The Trustap platform will also shortly go live on, an online marketplace in Britain.

“That marketplace has about 800,000 listings and we estimate they’ll put probably 50,000 transactions a month through Trustap,” Lyden said.

“That’s really why our preferred route to market now is partnerships. We can get access to lots of users and there’s mutual benefit there.

“If we were to try and replicate 50,000 users a month through Google Ads, we’d be looking at a big spend. We don’t really have the resources for that. Our strategy now is to keep partnering with pre-existing marketplaces.”

Lyden established Trustap in 2016 following his own disappointing experience buying second-hand football tickets online. The civil engineering graduate and Liverpool fan said he had been “scammed one too many times” paying online for second-hand tickets which never materialised.

He developed Trustap as a transaction platform that would protect people in the same position by acting like a personal escrow account.

In each transaction, funds are held by Trustap while the delivery is under way. Once the item has been delivered, and either the buyer is satisfied or the 24-hour complaints period has elapsed, the funds are released to the seller.

“We’ve moved on quite a bit since we started out. Back then, the platform was only really suitable for items bought and sold online that could be shipped,” Lyden said.

“Now, we have a model for items that are delivered face-to-face by the seller, like cars, animals or machinery that are too big for shipping.

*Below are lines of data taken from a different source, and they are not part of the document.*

PR #2181, opened 2024-12-11
Allow specifying order of expression scatter plot sorting (SCP-5885)

bistline:
#### BACKGROUND
By default, SCP sorts all expression-based scatter plots by the observed expression for each cell from lowest to highest and then plots in that order.  This has the visible effect of bringing the cells with the highest expression to the front, as earlier cells are plotted underneath those later in the array.  While this does surface significant expression values for users, it is biased towards highly expressed cells.  This may not be what a user is intending or expecting to find, and can be confusing.  Furthermore, this feature is not documented anywhere and is completely opaque to users.

#### CHANGES
Now, all expression-based scatter plots will render a control labeled `Order expression by` with three values: `high`, `low`, and `unsorted`.  The default is `high` which behaves exactly as plots do now.  Selecting `low` will invert this behavior with a special caveat - any cells with no observed expression (i.e. a value of `0.0`) will still render in the background.  This will surface cells with low observed expression which are normally hidden by highly expressed cells.  Finally, selecting `unsorted` will turn off this behavior and plot cells in the order in which they appear in the clustering file.  This last option gives study owners the ability to control rendering order explicitly for expression scatter plots.

Also, there is now a study default option that maps to this control.  It can be configured in either the Study settings > View options tab or in the Study details page.  More information about how SCP sorts scatter plot data has also been added to a new guide page: https://singlecell.zendesk.com/hc/en-us/articles/31772258040475-How-SCP-renders-data-in-scatter-plots (you must log in as scp-zendesk to view as it is unpublished).

#### MANUAL TESTING
1. Boot as normal and sign in
2. Load the `Human milk - differential expression` study
3. Query for `CLDN4` and confirm the default rendering appears as it normally does with highly expressed cells in the `LC1` region
Screenshot 2024-12-11 at 2 51 54 PM
4. In the options panel, change the sorting to `low` and confirm the plot updates accordingly:
Screenshot 2024-12-11 at 2 53 38 PM
5. Repeat with the `unsorted` option and confirm the display updates:
Screenshot 2024-12-11 at 2 53 50 PM
6. Hover over the info icon next to the select menu and confirm you can click the link to the documentation page
7. Go into the Settings > View options panel and select `low` as the default sorting and save
8. Go back to the explore tab, click "Reset view" (**this is important!**) and then re-query for `CLDN4` and confirm the sorting is set to `low` without the URL parameter being specified

### DIFF
--- a/app/controllers/api/v1/visualization/explore_controller.rb
+++ b/app/controllers/api/v1/visualization/explore_controller.rb
@@ -158,6 +158,7 @@ module Api
             differentialExpression: AnnotationVizService.differential_expression_menu_opts(study),
             hasImageCache: study.cluster_groups.where(has_image_cache: true).pluck(:name),
             clusterPointAlpha: study.default_cluster_point_alpha,
+            expressionSort: study.default_expression_sort,
             colorProfile: study.default_color_profile,
             bucketId: study.bucket_id,
             isPublic: study.public
--- a/app/controllers/site_controller.rb
+++ b/app/controllers/site_controller.rb
@@ -728,7 +728,7 @@ class SiteController < ApplicationController
                                   :default_options => [:cluster, :annotation, :color_profile, :expression_label,
                                                        :deliver_emails, :cluster_point_size, :cluster_point_alpha,
                                                        :cluster_point_border, :precomputed_heatmap_label,
-                                                       override_viz_limit_annotations: []],
+                                                       :expression_sort, override_viz_limit_annotations: []],
                                   study_shares_attributes: [:id, :_destroy, :email, :permission],
                                   study_detail_attributes: [:id, :full_description],
                                   reviewer_access_attributes: [:id, :expires_at],
--- a/app/controllers/studies_controller.rb
+++ b/app/controllers/studies_controller.rb
@@ -1041,7 +1041,8 @@ class StudiesController < ApplicationController
   def default_options_params
     params.require(:study_default_options).permit(:cluster, :annotation, :color_profile, :expression_label,
                                                   :cluster_point_size, :cluster_point_alpha, :cluster_point_border,
-                                                  :precomputed_heatmap_label, override_viz_limit_annotations: [])
+                                                  :precomputed_heatmap_label, :expression_sort,
+                                                  override_viz_limit_annotations: [])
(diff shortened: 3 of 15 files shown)


bistline:
Build failure is due to an upstream `503` when trying to fetch the Allen Brain Map data for the `organ_region` ontology.
```
Executing query: SELECT DISTINCT cell_type AS id, cell_type__ontology_label AS name FROM alexandria_convention WHERE cell_type IS NOT NULL ORDER BY LOWER(cell_type__ontology_label)
Unable to fetch JSON from https://api.brain-map.org/api/v2/structure_graph_download/1.json: RestClient::ServiceUnavailable: 503 Service Unavailable
```

Making a `GET` on the file works, so this appears to just be a blip.  If this persists we should look more closely at why it fails.

jlchang (approved):
Manual review - works as described.

Suggestion: in `View Options` I'd suggest the name "Default expression plot order" instead of "Expression ordering" (or is "Default expression plotting order" more grammatic, I'm honestly not sure)

eweitz (approved):
Code looks good!  I suggest a non-blocking maintainability refinement.

The draft [documentation](https://singlecell.zendesk.com/hc/en-us/articles/31772258040475-How-SCP-renders-data-in-scatter-plots) also generally looks good.  

Some potential documentation improvements, all non-blocking:

* Add the screenshots in the PR description to the documentation.  Let's also link to the highlighted study view ([CLDN4 in SCP1671](https://singlecell.broadinstitute.org/single_cell/study/SCP1671/cellular-and-transcriptional-diversity-over-the-course-of-human-lactation?genes=CLDN4#study-visualize)) from there.

* Explain in more biological detail how this helps.  The "why" is briefly covered  -- "to address issues surrounding over-plotting" -- but I suspect we can safely offer some additional context like: 

> **Low**
<Current content> Sometimes, you want to see cells that are expressing a gene _least_, while still expressing it.  The `Low` sorting option helps distinguish such cell populations that cluster with highly-expressing cells.  <Current content> 

> **Unsorted**
This can help you show your data in SCP as it is represented in your publication or other figures.

(That content or something contextual like it would be added to the current prose, not replace it.)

“The partnership model is a big focus as well. Instead of putting up lots of Google ads and trying to get people to visit Trustap organically, partnering with buy-and-sell marketplaces is much more efficient for us as a business.”

Trustap raised €600,000 at the start of the year. Participants in the round included Liam Casey – founder of PCH, the custom design manufacturing firm – and Enterprise Ireland. Trustap is a high potential start-up client of the state agency.

“The funding allowed us to bring in a couple of key hires, particularly on the development side. We have 13 people now, including eight in Cork. We have some tech people in Romania and some customer service people in India,” Lyden said.

“It’s given us a marketing budget, which we didn’t have before, but, more importantly, we have a bit of a runway. We know that we can cover payroll for a certain length of time.

“Even if the sales don’t keep growing as we think they will, we’ll have a bit of breathing room for the year to come before we have to start looking for external funding again.”